As is shown in Fig. 1, a support 40 is secured to the outer peripheral surface of the nozzle holder 11 where the horizontal hole 16b is opened. The support 40 is provided with a connector 41 received in the horizontal hole 16b. A terminal 42 disposed on a distal end of the connector 41 is electrically connected to the upper end portion of the rod portion 33a of the electrode portion 33. As is shown in Fig. 3, the terminal 42 is constituted of a U-shaped metal plate. The rod portion 33a of the electrode plate 33 is held by the U-shaped terminal 42 so as to be connected to the terminal 42.

An interface for a micro computer (not shown) for controlling a fuel injection pump is connected to the electrode plate 33 through the connector 41 and also connected to an earth terminal, not shown, secured to the nozzle holder 11.
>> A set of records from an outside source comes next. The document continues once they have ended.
Issue #98, opened 2015-06-17
Add sphinx docs for autopush


bbangert:
Sphinx docs for a full doc site for autopush should be added. The restful docs for the registration endpoint should be switched to the sphinx http restful plugin for nice HTTP docs.

bbangert:
Closed via #100.

PR #100, opened 2015-06-17
Feature/sphinx docs

bbangert:
* Add Sphinx docs with ReadTheDocs publishing. Issue #98.
  This change also includes a slight Metrics refactoring with a IMetrics
  interface, and renames MetricSink -> SinkMetrics for naming consistency.


jrconlin:
Seems a bit inconsistent which parameters we name and which ones we don't. Right now, it looks like we're naming "the important" ones, based on function usage and likelihood of someone interacting with them, and that's ok. Do you think we'll need to define all parameters and returns in the future?

autopush/db.py
```diff
@@ -36,34 +39,38 @@ def create_storage_table(tablename="storage", read_throughput=5,
...
-    return Table(tablename)
-
-
-def storage_table(tablename="storage"):
-    return Table(tablename)
-
-
 def get_router_table(tablename="router", read_throughput=5,
                      write_throughput=5):
+    """Get the main router table object
```
jrconlin: Later functions end definitions with punctuation. We should pick a style and stay with it.

autopush/endpoint.py
```diff
@@ -1,8 +1,178 @@
...
+
+If no external routers are configured then the :class:`RegistrationHandler`
+will not be able to perform any additional router data registration.
+
+HTTP API
+========
+
+API methods requiring Authorization must include a HMAC, generated with SHA256
+of the secret key sent on the original register ``POST`` and the message
+payload being the raw content of the body (if any).
```
jrconlin: We should probably note that the payload should be UTF-8 encoded.

bbangert:
I don't think we'll be defining every one of them so explicitly. The database functions seemed most critical in recognizing usage and exceptions raised, so I doc'd them completely. For callbacks, I mainly just focused on trying to make it more obvious how they fit together, reading the code will be required regardless.

autopush/endpoint.py
bbangert: Added.

jrconlin:
r+

autopush/db.py
bbangert: Updating for consistent styling. First line in a multi-line doc string is considered a 'header' and has no period, all other lines must have a period at the end of a sentence.

Issue #104, opened 2015-06-24
Add max connections


bbangert:
Expose the autobahn max connection as a config option so we can cut off excess connections before the server overloads.

crodjer:
If no one has started working on it yet, may I take this up?

bbangert:
Sure, sounds good.

bbangert:
Closed by #105.

PR #105, opened 2015-06-28
Support for limiting maximum concurrent connections

crodjer:
Add max connections as a config argument to avoid server load over a
safe value. In case of a DOS attack, this would avoid a failure of
existing connections.

This PR doesn't include tests, since I couldn't figure a way to test it. I 
understand that a test for this would become a test for Autobahn, 
which would be the library's responsibility?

In the detection assembly 30 thus constructed, when the needle valve 21 is lifted, the pressing force of the nozzle spring 22 applied to the piezoelectric device 32 is increased because the nozzle spring 22 is compressed. As a consequence, voltage generated in the piezoelectric device 32 is increased. This voltage signal is processed by the interface and input into the micro computer. The micro computer controls the fuel injection pump in accordance with a signal indicative of a fuel injection time.

In the detection assembly 30, since the earth plate 31 is caused to contact the receiving surface 15a of the nozzle holder 11 by the nozzle spring 22, the earth plate 31 can be positively electrically connected to the nozzle holder 11.

Since it is not required for this embodiment, unlike the above-mentioned conventional device, to resiliently contact the earth plate 31 to the inner peripheral surface of the spring receiving hole 15, the pressing force of the nozzle spring 22 acts directly on the piezoelectric device 32. Consequently, accuracy of detection of the piezoelectric device 32 can be increased. It should be noted that since the Young modulus of the insulating member 34 is considerably smaller than that of the piezoelectric device 32, the force of the nozzle spring 22 is hardly applied to the sleeve portion 34b of the insulating member 34 but it is substantially applied to the piezoelectric device 32 alone.

Since it is no more required, unlike the above-mentioned conventional device, to insert, under pressure, the earth plate 31 into the spring receiving hole 15 and since the detection assembly 30 is molded of resin and handled as a unitary component element, the detection assembly 30 can be assembled to the nozzle holder 11 with ease.

Further, the receiving surface 15a of the nozzle holder 11 and the abutment surface 31a of the earth plate 31 are conical surfaces, and surface contact therebetween prevents the nozzle holder 11 from moving radially. As a consequence, the detection assembly 30 can be positively held in a predetermined position. Since it is no more required for the insulating member 34 to have the role for prohibiting the detection assembly 30 from moving radially, it becomes possible to provide a clearance A (see Fig. 2) between the outer peripheral surface of the sleeve portion 34b and the inner peripheral surface of the spring receiving hole 15. Owing to this arrangement, the insulating member 34, when rotated by the force of the nozzle spring 22, does not rub the inner peripheral surface of the spring receiving hole 15 and therefore, wear of the insulating member 34 can be prevented.

Even if the two surfaces of the piezoelectric device 32 and the surfaces of the electrode plate 33 and earth plate 31 placed opposite respectively to those of the piezoelectric device 32 are not planar microscopically, the force of the nozzle spring can be dispersed over the entire area of the two surfaces of the piezoelectric device 32 because an electrically-conductive adhesive agent is interposed between the opposing surfaces as previously mentioned. For this reason, the piezoelectric device 32 can be prevented from cracking by great force locally applied thereto.

It should be noted that an insulating material such as resin may be filled in the annular gap formed between the rod portion 33a of the electrode plate 33 and the inner peripheral surfaces of the earth plate 31 and piezoelectric device 32. Owing to this arrangement, there can be prevented a possible deterioration of insulating ability caused by dusts, etc. entered into the annular gap.